Reverse-engineering implicit regularization due to large learning rates in deep learning

Stanisław Jastrzębski (Molecule.one and Jagiellonian University)

Live Stream

Abstract

The early phase of training of deep neural networks has a dramatic and counterintuitive effect on the local curvature of the loss function. For instance, we found that using a small learning rate does not guarantee stable optimization because the optimization trajectory has a tendency to steer towards regions of the loss surface with increasing local curvature.
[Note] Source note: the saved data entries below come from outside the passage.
PR #513, opened 2024-08-08
[b/358310586] Fix: 'url' flag does not work with Oracle connectors

misolt:


dumper/app/src/main/java/com/google/edwmigration/dumper/application/dumper/ConnectorArguments.java
```diff
@@ -157,11 +157,11 @@ public class ConnectorArguments extends DefaultArguments {
           .describedAs("com.company.Driver");
   private final OptionSpec<String> optionUri =
       parser
-          .accepts(OPT_URI, "JDBC driver URI (overrides host, port, etc if given)")
+          .accepts(OPT_URI, "JDBC driver URI")
```
dawidxc, line 160: What is the reason for this change? The option is used by various connectors. Do you want to make this change for all of them?

dumper/app/src/main/java/com/google/edwmigration/dumper/application/dumper/ConnectorArguments.java
```diff
@@ -568,14 +568,20 @@ public String getUri() {
...
   }
 
+  @Nonnull
+  public String getHostOrDefault() {
+    return getHost(OPT_HOST_DEFAULT);
+  }
+
   @CheckForNull
-  public String getHost() {
+  public String getHostOrNull() {
```
dawidxc, line 577: I would suggest keeping the `getHost` name. It is implied in the type that the return value might be `null`. It's fine to keep two methods: `getHostOrDefault` and `getHost`.

dumper/app/src/main/java/com/google/edwmigration/dumper/application/dumper/ConnectorArguments.java
```diff
@@ -568,14 +568,20 @@ public String getUri() {
...
     return getOptions().valueOf(optionHost);
   }
 
   @Nonnull
   public String getHost(@Nonnull String defaultHost) {
-    return MoreObjects.firstNonNull(getHost(), defaultHost);
+    String nullableHost = getHostOrNull();
+    return nullableHost != null ? nullableHost : OPT_HOST_DEFAULT;
```
dawidxc, line 584: I would suggest keeping the previous implementation.

1. The `nullableHost` should be called `host`, because the nullability is implied in the type.
2. After changing to:

```
String host = getHost();
return host != null ? host : OPT_HOST_DEFAULT;
```

you can then inline it to: `return MoreObjects.firstNonNull(getHost(), OPT_HOST_DEFAULT);`

3. The `defaultHost` parameter is not used, therefore further simplification leads to the original code:

```
return MoreObjects.firstNonNull(getHost(), defaultHost);
```

dawidxc (approved):

dumper/app/src/main/java/com/google/edwmigration/dumper/application/dumper/ConnectorArguments.java
misolt: The overriding behavior isn't changed in this PR, but the removed description was incorrect. In practice each connector is expected to implement its own handling of this collision.

In most cases host/port/sid, etc. is ignored as promised, but this can't be guaranteed by ConnectorArguments.

dumper/app/src/main/java/com/google/edwmigration/dumper/application/dumper/ConnectorArguments.java
misolt: Done

dumper/app/src/main/java/com/google/edwmigration/dumper/application/dumper/ConnectorArguments.java
misolt: Without context it's a better name, but it also could be misleading for someone used to the codebase, because the previous version of `getHost` did provide a default.

kpiotrowski: I would keep the original name mostly because the same convention is used for other flags and methods like `getPort`. Introducing `OrNull` suffix is yet another convention that duplicates information provided in `@CheckForNull`

dumper/app/src/main/java/com/google/edwmigration/dumper/application/dumper/connector/oracle/AbstractOracleConnector.java
```diff
@@ -200,7 +200,7 @@ static String buildUrl(ConnectorArguments arguments) {
   }
 
   private static void checkNonUriFlags(ConnectorArguments arguments) {
-    if (arguments.getHost() != null) {
+    if (arguments.getHostOrNull() != null) {
       throw extraFlagProvided(OPT_HOST);
```
kpiotrowski, line 204: IIRC there was no exception logged in the dumper output, or did I miss something?

kpiotrowski (approved):

dumper/app/src/main/java/com/google/edwmigration/dumper/application/dumper/ConnectorArguments.java
dawidxc: Right, it can't be guaranteed by `ConnectorArguments` class. Rather the help string is just a description of the behavior of the app (even if internally it is implemented in many places). The overriding behavior could potentially be refactored to a common class, so that the rule would be implemented in just one place.

Was there a connector that broke this promise?

dumper/app/src/main/java/com/google/edwmigration/dumper/application/dumper/ConnectorArguments.java
dawidxc: > (...) it also could be misleading for someone used to the codebase (...)

I would avoid biasing ourselves too much with previous versions of the code and instead focus more on making the codebase consistent in terms of `OrDefault` and `OrNull` suffixes.

dumper/app/src/main/java/com/google/edwmigration/dumper/application/dumper/ConnectorArguments.java
misolt: In general I think it's better to break this promise - when there's ambiguity because the user passed a redundant flag, failing is better than arbitrarily choosing one option.

Changing all old connectors would be too risky, but Oracle connectors are meant to fail if there's ambiguous configuration - this includes things like providing service name together with sid or providing the full url together with the host name.

dumper/app/src/main/java/com/google/edwmigration/dumper/application/dumper/connector/oracle/AbstractOracleConnector.java
misolt: I did see the exception when I tried to reproduce the issue. Dumper's behavior can have some quirks depending on where it's run. Is it possible in your setup to verify whether the exception is thrown and not printed to the output or not thrown at all?

dumper/app/src/main/java/com/google/edwmigration/dumper/application/dumper/ConnectorArguments.java
misolt: Done, now there are 2 methods:
- `getHost`: does what old `getHost` was supposed to do
- `getHostOrDefault`: does what old `getHost` actually did

This means that most usages of `getHost` were replaced with `getHostOrDefault` to avoid breaking changes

It is equally surprising that using a small learning rate impacts negatively generalization. I will discuss our journey in understanding these and other phenomena. The focus of the talk will be our mechanistic explanation for how using a large learning rate impacts generalization, which we corroborate by developing an explicit regularizer that reproduces its implicit regularization effects [1,2].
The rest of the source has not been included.